2. Simptom gagal jantung kanan
Secara spesifik simptom gagal jantung kanan adalah non-spesifik
C. Etiologi
Penyebab gagal jantung :
1. Gangguan mekanis
a. Peningkatan beban tekanan
- Central (stenosis aorta)
- Peripheral (hipertensi sistemik)
b. Peningkatan beban volum
- Regurgitasi katup
- Pirau
- Meningkatnya preload
c. Hambatan pengisian ventrikel
- Stenosis
d. Konstriksi pericard, tamponade
e. Retriksi endokardial atau miokardial
f. Aneurisma ventrikular
2. Kelainan miokardial
a. Primer
- Kardiomiopati
- Gangguan neuromuskular
- Miokarditis
- Metabolik (DM)
- Keracunan
b. Sekunder
- Iskemia (penyakit jantung koroner)
- Gangguan metabolik
- Inflamasi
- Penyakit infiltratif (restrictive cardiomiophaty)
- Penyakit sistemik
- Penyakit paru obstruktif kronis
- Obat obatan yang mendepresi miokard
3. Gangguan irama jantung
- Ventrikular standstill
- Ventikular
- Takhikardi atau bradikardia yang ekstrim
- Gangguan konduksi
Pencetus gagal jantung :
- Hipertensi
- Infrak miokard
- Aritmia
- Anemia
- Febris
- Emboli paru
- Stres
- Infeksi
Faktor resiko tinggi terjadi CHF :
1. Hipertensi
Tekanan darah meningkat sehingga tahanan meningkat, venous return meningkat
akan berakibat preload meningkat dan stroke volume meningkat pula serta beban
jantung akan meningkat. Sel akan beradaptasi dengan keadaan ini. Lama
kelamaan menjadi hopertropi pada miokardium dan akhirnya terjadi
ketidakmampuan jantung untuk memompakan darah sesuai dengan kebutuhan
metabolismenya.
2. Diabetes
Pada keadaan ini kadargula dalam darah akan meningkat sehingga viskositas
darah meningkat juga. Hal ini menyebabkan preload meningkat dan stroke volume
juga meningkat serta akan meningkatkan beban kerja jantung. Sel juga akan
mengadakan mekanisme adaptasi sehingga akan terjadi hipertropi miokardium
dan akan berlanjut menjadi CHF.
3. Obesitas dan kolesterol yang berlebih
Etiologi gagal jantung :
- kerusakan fungsi jantung atau penurunan fungsi otot jantung yang berasal dari
akut ataupun kronik iskemik jaringan otot jantung
- peningkatan resistensi perifer
- Tahap lanjut penyakit takiartimia (atrial fibrilasi).
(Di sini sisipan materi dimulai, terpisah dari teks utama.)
Issue #2240, opened 2016-01-20
Handle wildcards when trying to match the best server name


ehsan:
Currently if you have an apache vhost file with a `VirtualHost` containing:

```
  ServerName site.com
  ServerAlias *.site.com
```

And pass `-d site.com,www.site.com` to the Let's Encrypt client, you get a "We were unable to find a vhost with a ServerName or Address of www.site.com" error message and even worse get a selection table.

This is because [_find_best_vhost()] (https://github.com/letsencrypt/letsencrypt/blob/master/letsencrypt-apache/letsencrypt_apache/configurator.py#L341) is completely unaware of aliases.

patf:
[get_names()](https://github.com/letsencrypt/letsencrypt/blob/6fbcebd4ab8cb356de92c80c976c9bf0fefb13b4/letsencrypt-apache/letsencrypt_apache/obj.py#L130) seems to handle aliases. I think the issue here is that the client doesn't match wildcards in any way.

I suppose the right question to ask is whether it makes sense to support this given the fact that Let's Encrypt itself doesn't support wildcard certificates. Users would have to enumerate all domains when they call the client anyway, so expecting the same from your apache configuration is fine IMO. This would also further complicate the matching logic, as wildcard aliases could intersect with regular names and thus require additional weighing logic.

ehsan:
> get_names() seems to handle aliases. I think the issue here is that the client doesn't match wildcards in any way.

You're right!

> I suppose the right question to ask is whether it makes sense to support this given the fact that Let's Encrypt itself doesn't support wildcard certificates. Users would have to enumerate all domains when they call the client anyway, so expecting the same from your apache configuration is fine IMO. This would also further complicate the matching logic, as wildcard aliases could intersect with regular names and thus require additional weighing logic.

Well, this will force users to have bloated config files, like:

```
  ServerAlias *.site.com
  ServerAlias every.site.com
  ServerAlias single.site.com
  ServerAlias prefix.site.com
```

It's also surprising since if you know how ServerAlias works in Apache, it's not that obvious why the client complains about some but not all of your domain names.  It took me ~half an hour to figure out what was wrong and that was only after I ended up looking at the code.  :-)

pde:
I think it's probably correct to match the wildcards when deciding if a vhost is the one we want to work with, but we might want to add those ServerAliases ourselves as we install certs (along the same lines as #1991).

SwartzCr:
[...]

PR #2537, opened 2016-02-24
Apache: handle wildcards when matching server names (Issue #2240)

SwartzCr:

- Penyakit katup, cardiomiopati atau penyebab lain
D. Klasifikasi gagal jantung (CHF)
a. Berdasarkan American College of Cardiology (ACC) , & America Heart Association
Stage A
Dimana resiko tinggi peningkatan gagal jantung, tidak ditemukan abnormal
pada struktur dan fungsional ototjantung, tidak ada keluhan
Stage B
Dimana peningkatan gagal jantung pada penyakit jantung khususnya pada
struktur jantung tapi belum ada keluhan
Stage C
Gejala, simtomatik sudah ada pada kerusakan struktur jantung
Stage D
Kerusakan struktur jantung yang lanjut ditampilkan gejala klinis gagal jantung
pada saat istirahat walaupun telah diberikan therapi maksimal.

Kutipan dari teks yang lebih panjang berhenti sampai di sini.